*** THE DATA Section Begins ***

PR #204, opened 2020-01-23
SecureGateways deprecated:

cptera:
* Azure has deprecated SecureGateways and role no longer exists

### DIFF
--- a/Deploy-CAM.ps1
+++ b/Deploy-CAM.ps1
@@ -3145,8 +3145,6 @@ function Get-CAMRoleDefinition() {
             # Remove ability to access route filters and tables
             'Microsoft.Network/routeFilters/*'
             'Microsoft.Network/routeTables/*'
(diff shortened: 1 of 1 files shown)


jackyycheng:
Actually, Can we have try and catch block? So in the future it would not fail the installation?

Deploy-CAM.ps1
```diff
@@ -3145,8 +3145,6 @@ function Get-CAMRoleDefinition() {
             # Remove ability to access route filters and tables
             'Microsoft.Network/routeFilters/*'
             'Microsoft.Network/routeTables/*'
-            # Remove ability to access secure gateways
```
jackyycheng: Let's have try and catch on removing the roles.

cptera: try/catch might get messy since it's a batch thing and we want it to error out if it fails, but i can verify that the role exists if the same thing happens again

PR #208, opened 2020-03-17
Update connection server VM:

cptera:
* Use the latest version


cptera:
it seems to be working okay now, MS may have resolved the issue we were previously seeing themselves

*** THE DATA Section Ends ***

» PROBLEM STATEMENT: All lines with the word "have" must be located in the data and copied.

» OUTPUT BELOW:
Actually, Can we have try and catch block? So in the future it would not fail the installation?
jackyycheng: Let's have try and catch on removing the roles.
it seems to be working okay now, MS may have resolved the issue we were previously seeing themselves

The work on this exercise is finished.